Les archives des institutions chargées de conserver la mémoire sont encore truffées de termes aujourd’hui considérés comme inappropriés pour décrire les personnes de couleur et les communautés culturelles. Pour rectifier la situation, certaines, comme les archives provinciales de l’Alberta, ont entamé ce qu’elles appellent un processus de décolonisation de leurs archives.
Presque chaque fois qu’il veut retracer l’histoire d'une figure afro-albertaine du passé, Bashir Mohamed doit taper différentes variations du mot en n dans le moteur de recherches des archives qu’il consulte.
Militant pour la cause des Noirs et historien amateur, il a passé des centaines d’heures à parcourir les archives de la province pour remonter l’histoire des communautés noires de l’Alberta.
Il explique que les personnes noires mentionnées dans les documents d’époques étaient généralement désignées par le mot commençant par n. Dans certains cas, leur nom n'était même pas mentionné.

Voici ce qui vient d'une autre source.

PR #334, opened 2024-11-08
#333 supporting local debugging

### LINKED ISSUE #333: Support Local debugging with debugpy
I felt it was somewhat essential for debugging this project

pushyamig:
Fixes #333 

Felt having this make it little bit easier for local debugging for people who join new to the project

### DIFF
--- a/backend/debugpy.py
+++ b/backend/debugpy.py
@@ -1,0 +1,15 @@
+import os
+import debugpy
+import logging
+
+def config_to_bool(value): 
+    return str(value).lower() in ('true', '1', 'yes', 'on')
+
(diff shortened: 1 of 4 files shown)


jonespm (approved):
This seems fine, it looks like there were some thoughts to enable this but nothing was ever done.

jonespm (changes requested):
Can you wait a minute on this? I think we had a simpler pattern that Zhen found for debugging in ROHQ

jonespm (approved):
Nevermind, I'm not sure if there's a better way to do it with gunicorn, only with uvicorn. 

I think this looks good.

PR #347, opened 2024-11-12
Fixes #346 - Continued dependabot to group scheduled updates

### LINKED ISSUE #346: Configured dependabot to group scheduled updates
It would be easier to handled scheduled updates if they were grouped.

Here's the example of the configuration that needs to be made.

https://docs.github.com/en/code-security/dependabot/dependabot-version-updates/customizing-dependency-updates#grouping-dependabot-updates-into-one-pull-request

jonespm:
This seems like it should be enough to configure the grouped dependencies. This groups everything. This could be further configured to create more specific groups.

### DIFF
--- a/.github/dependabot.yml
+++ b/.github/dependabot.yml
@@ -16,8 +16,14 @@ updates:
       - dependency-name: "django"
         versions:
           - "> 4.2"  # This ignores versions above 4.2, allowing only 4.2.x LTS upgrades
+    groups:
+      all-python-dependencies:
+        pattern: "*"
   # Maintain dependencies for npm
   - package-ecosystem: "npm"
     directory: "/frontend"
     schedule:
       interval: "weekly"
+    groups:
+      all-npm-dependencies:
+        pattern: "*"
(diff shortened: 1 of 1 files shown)


.github/dependabot.yml
```diff
@@ -16,8 +16,14 @@ updates:
       - dependency-name: "django"
         versions:
           - "> 4.2"  # This ignores versions above 4.2, allowing only 4.2.x LTS upgrades
+    groups:
+      all-python-dependencies:
+        pattern: "*"
```
zqian, line 21: In the[ referenced resource page](https://docs.github.com/en/code-security/dependabot/dependabot-version-updates/customizing-dependency-updates#grouping-dependabot-updates-into-one-pull-request), only `patterns` is used, not pattern. I am not sure whether we need to change to:

`patterns:
-*
`

zqian (approved):

jonespm:
Good catch, I didn't test this so will change it to the plural version.

.github/dependabot.yml
jonespm: Yes, this is changed thanks!

PR #348, opened 2024-11-13
Dependency Update for the dependabot PRs

pushyamig:
For all the PR #345 #344 #343 #342 #342 #341 #340 #339 #328 #327 opened by dependabot this is combined PR since some of the upgrades caused build and run issues. 

Once this PR is approve I will close those issues


pushyamig:
The Goal of Dependency update is to keep semi-update and not get the latest but LTS packages. We are picking and choosing based on the library and it is random.

I am going to get a separate PR for upgrading React to 18 and probably Typescript to 5. My anticipation it might a good trade-off at this point. I am going to hold back on upgrading some libraries like  MUI to v6

pushyamig:
This node package cli can `ncu` gives a quick update what is the latest and where we are at 

https://www.npmjs.com/package/npm-check-updates

zqian (approved):
Testes successfully on Canvas Test for both UI functions and also swagger-ui endpoints, authorized with session_id

PR #350, opened 2024-11-13
issue_335 changes to tool labels and button positions

zqian:


pushyamig:
I have updated this branch from latest from main

frontend/app/components/ToolCard.tsx
```diff
@@ -119,6 +119,14 @@ export default function ToolCard (props: ToolCardProps) {
...
           aria-busy={updateToolNavLoading}
         >
+          <Button
+            onClick={() => setShowMoreInfo(!showMoreInfo)}
+            aria-expanded={showMoreInfo}
+            aria-label={`Show ${moreOrLessText} Info`}
+            startIcon={!showMoreInfo ? <ExpandMoreIcon /> : <ExpandLessIcon />}
+          >
+            {moreOrLessText}
+          </Button>
```
pushyamig, line 129: Minor detail: The Mock up now say `Learn more`  change reflect `More`. don't know if we are sticking with existing design from CAE as discussed in the Slack yesterday. Keeping the changes to minimal. I am ok if that's the case

pushyamig (approved):
Looks Good

frontend/app/components/ToolCard.tsx
zqian: I will keep the "More" vs "Less" labels for now. Thanks!

jonespm: I'd have to look at the notes but I know we had a lot of UX back and forth about this button. I also believe it had an accessibility issue and I'm not sure if it was resolved. I'll have to see it when it's running, but that would be a separate issue.

jonespm (approved):

PR #355, opened 2024-11-14
Upgrade node and Dockerfile to get to build on Openshift

### LINKED ISSUE #354: Upgrade node and Dockerfiles to get to build on Openshift
The current `Dockerfile.openshift` does not build on Openshift because the images are outdated and not present and the registry is pointing to the old location.

Even though this might be removed in #322 or other issues I think we should do a quick fix so we can get it building. I tested locally and Node 20 seems to work fine.

jonespm:
Fixes #354
The 3.10-slim is the same as 3.10-slim-bookworm, but this one exists in Openshift

### DIFF
--- a/dockerfiles/Dockerfile.openshift
+++ b/dockerfiles/Dockerfile.openshift
@@ -14,10 +14,15 @@ FROM image-registry.openshift-image-registry.svc:5000/openshift/python:3.10-slim
 
 RUN apt-get update && \
     apt-get install -y --no-install-recommends \
-    build-essential default-libmysqlclient-dev netcat vim-tiny jq python3-dev git supervisor curl && \
+    build-essential netcat-openbsd vim-tiny jq python3-dev git supervisor curl pkg-config && \
     apt-get upgrade -y && \
     apt-get clean -y && \
     rm -rf /var/lib/apt/lists/*
+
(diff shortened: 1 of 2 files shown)


jonespm:
@pushyamig This will cause conflicts to #331 but this will also get what we have building and running on Openshift for now.

dockerfiles/Dockerfile.openshift
```diff
@@ -1,6 +1,6 @@
 # node-build stage
```
pushyamig, line 2: These changes needs to be implemented in the file since I did not made this .openshift as I felt it would be removed. 

https://github.com/tl-its-umich-edu/instructor-productivity-tools/pull/348/files

pushyamig: After the mysql version upgrade the docker build was failing so I needed to update it as shown in the PR.

pushyamig (approved):
I suggested the changes for change on Dockerfile for openshift. other than that this PR looks OK. Some point we might be deleting Openshift DOcker file and that is file

dockerfiles/Dockerfile.openshift
jonespm: Okay thanks for the catch.

jonespm:
I also noticed that default-libmysqlclient-dev was no longer needed here.

PR #358, opened 2024-11-15
I349 react upgrade

pushyamig:
I have updated to most of the package to recent except of couple

`@tanstack/react-query`: This version latest is version 5 and it has some change which need adding UseEffect which I want to avoid, but instead I upgraded to V4 that itself had major changes. The repo Owner changed npm package. V5 will be addressed in next release
https://tanstack.com/query/v4/docs/framework/react/guides/migrating-to-react-query-4

ESLint and its supported packages are one version behind the latest release. I chose not to update this since Eslint V9 has breaking changes `eslintrc.js` (eslint configuration) is changed to [eslint.config.js ] (https://eslint.org/docs/latest/use/configure/configuration-files) and the way it is configured within. So felt we can wait. 
https://eslint.org/version-support/

Material UI is V6, opted to stay on V5. Since most of our app still on V5

Use the cli command to check what is latest
1. ncu
2. npm show eslint@8 version

Testplan:
1. Do a docker clean and start the tool.
3. Make sure the Get/PUT function while adding and removing the tool works. Since all those API call from FE is handled by this @tanstack/react-query upgrade
4. Make sure No linting errors in the VSCode.


pushyamig:
@zqian and @jonespm this PR needs a Review with FE dependency update

frontend/app/components/Home.tsx
```diff
@@ -105,7 +105,7 @@ function Home (props: HomeProps) {
         </div>
       </MainContainer>
       <Typography component='footer' sx={{ textAlign: 'center' }}>
-        Copyright © 2022 The Regents of the University of Michigan
+        Copyright © {new Date().getFullYear()} The Regents of the University of Michigan
```
jonespm, line 108: I think it's good to update this but I feel like it should remain a static number. I've read debate out there both ways, but this way would pull from the client date which can be changed. I don't know if that matters. If we wanted to put this in backend home.html template that would be different. Do we have any existing apps with dynamic updates?

I'd probably just update it to 2024 for now and create a new issue to investigate this for best practice.

pushyamig: OK, I will make it static for now.

pushyamig: Created an issue https://github.com/tl-its-umich-edu/instructor-productivity-tools/issues/360

jonespm (approved):
Builds and starts up fine. Looks good after quick tests.

pushyamig:
Thanks @jonespm for the review, I will merge it now

PR #373, opened 2024-12-02
Apply workaround for oauth2 migration issue

### LINKED ISSUE #371: Apply workaround for oauth2 migration issue
I'd filed this issue but it currently isn't fixed and we still see a warning
https://github.com/Harvard-University-iCommons/django-canvas-oauth/issues/3

Two options are suggested, ignored all migrations from this 
```
MIGRATION_MODULES = {
    'canvas_oauth': None,  # This disables migrations for the canvas_oauth package
}
```

Or add this migration locally. I think I'm going to choose the option to add it locally.

jonespm:
Fixes #371


pushyamig:
I tested this and it seems to be working. These are the testing scenarios I followed.

1. The migration are added under the `app` as canvas_oauth and the error is gone while starting the app(django_migrations table)
2. I was able to generate a Oauth workflow for a new user other than me


I felt these scenarios should Be ok

pushyamig (approved):
Nice work, this workaround is though out very quickly and is reasonable solution given the fact we did not have to fork the repo.

jonespm:
Yeah, the only downside is that if this one is never applied upstream we'll either have to reconcile these or manually maintain these locally. The version is locked in the requirements.txt, I think I'll add a comment there about that to check the migrations if this is ever updated.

C’est quelque chose que je vois tout le temps. C’est la triste réalité parce qu’à l’époque c’est comme ça qu’on appelait les Noirs
, dit-il.
À lire aussi :
Décoloniser
Selon Braden Cannon, qui travaille pour les archives provinciales de l’Alberta, modifier les termes utilisés par les institutions pour cataloguer leur matériel est essentiel afin de rendre l’histoire plus inclusive et respectueuse des minorités.
Il y a beaucoup d’études dans le domaine de l'archivage concernant la manière de décoloniser les archives et de briser les structures coloniales occidentales, affirme l'archiviste. C’est assurément une discussion qui se poursuit dans le domaine de l’archivage.
Braden Cannon explique que les archives provinciales de l’Alberta ont procédé à une grande mise à jour de leur catégorisation de sujets, il y a cinq ans.
Un autre exemple de terme dérogatoire qui avait survécu à de multiples révisions est le mot coolie, pour désigner les travailleurs chinois des chemins de fer.
D'autres termes, comme Indiens
pour désigner les Autochtones, ont également été supprimés ou modifiés pour des termes plus contemporains comme Premières Nations, Inuit, Métis
.
Des notes ont également été ajoutées dans certains documents pour contextualiser la présence de certains termes racistes.
Il n’y avait jamais eu de révision majeure de toutes les catégories de sujets. [...] Nous sentions que c’était le moment de faire ces changements, surtout à la lumière de la Commission de vérité et de réconciliation du Canada. Cela fait simplement partie des efforts de la société pour se réconcilier avec l’histoire du Canada
, raconte l’archiviste.
Il précise que le mot en n avait déjà été remplacé par les mots Canadiens noirs
avant la mise à jour entamée il y a cinq ans.
Protéger le passé
Malgré tout, les termes racistes comme le mot en n demeurent présents dans les documents, puisqu’ils y ont été inscrits par leurs auteurs.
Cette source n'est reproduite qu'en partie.